§ **TASK**
Your answer must be every line of the data that holds the string "clean".

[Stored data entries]
PR #908, opened 2021-02-18
[EOS-17823] Updated logic for getting nodes from pillar and need passwordless ssh…

mazinamdar:
… for single node

1. Need passwordless ssh for single node for validation API
2. Hosts entries should be present before Validation API 
3. fixed get nodes logic in validation API

### DIFF
--- a/api/python/provisioner/commands/auto_deploy.py
+++ b/api/python/provisioner/commands/auto_deploy.py
@@ -106,7 +106,13 @@ class AutoDeploy(SetupCmdBase, CommandParserFillerMixin):
             setup_ctx.ssh_client.cmd_run(
                 (
                     'salt-call state.apply '
-                    'components.system.config'
+                    'components.system.config.pillar_encrypt'
+                ), targets=setup_ctx.run_args.primary.minion_id
+            )
+            setup_ctx.ssh_client.cmd_run(
+                (
+                    'salt-call state.apply '
+                    'components.system.config.hosts'
                 )
             )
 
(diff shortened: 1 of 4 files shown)


api/python/provisioner/commands/auto_deploy.py
```diff
@@ -106,8 +106,8 @@ def run(self, nodes, **kwargs):
             setup_ctx.ssh_client.cmd_run(
                 (
                     'salt-call state.apply '
-                    'components.system.config.pillar_encrypt'
-                ), targets=setup_ctx.run_args.primary.minion_id
+                    'components.system.config'
```
andkononykhin2, line 109: pillar_encrypt here was called here to enrypt updated pillar once config ini is applied.
The whole system.config appliance would trigger [many other routines](https://github.com/Seagate/cortx-prvsnr/blob/6a8e2ce4a47f40dc55851dba71d75823819106d9/srv/components/system/config/init.sls#L19-L24).

More over later dual deploy will call the same but [after prepare and install](https://github.com/Seagate/cortx-prvsnr/blob/6a8e2ce4a47f40dc55851dba71d75823819106d9/srv/components/system/init.sls#L19-L21).

So, that change doesn't look clean. Could you clarify?
CC @ypise

andkononykhin2 (commented):
Please check my concern. Thanks

api/python/provisioner/commands/auto_deploy.py
mazinamdar: Actually I want to run components.system.config.hosts , @ypise suggested instead of running config.pillar_encrypt and config.hosts in 2 steps, it is safe to run complete system.config at this stage. so added complete system.config here.

ypise (approved):

api/python/provisioner/commands/auto_deploy.py
ypise: `So, that change doesn't look clean. Could you clarify?`
Yes it does and needs to be worked on. We need to split system based on the CES flow.

andkononykhin2 (approved):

§ **EXERCISE RESULT**
So, that change doesn't look clean. Could you clarify?
ypise: `So, that change doesn't look clean. Could you clarify?`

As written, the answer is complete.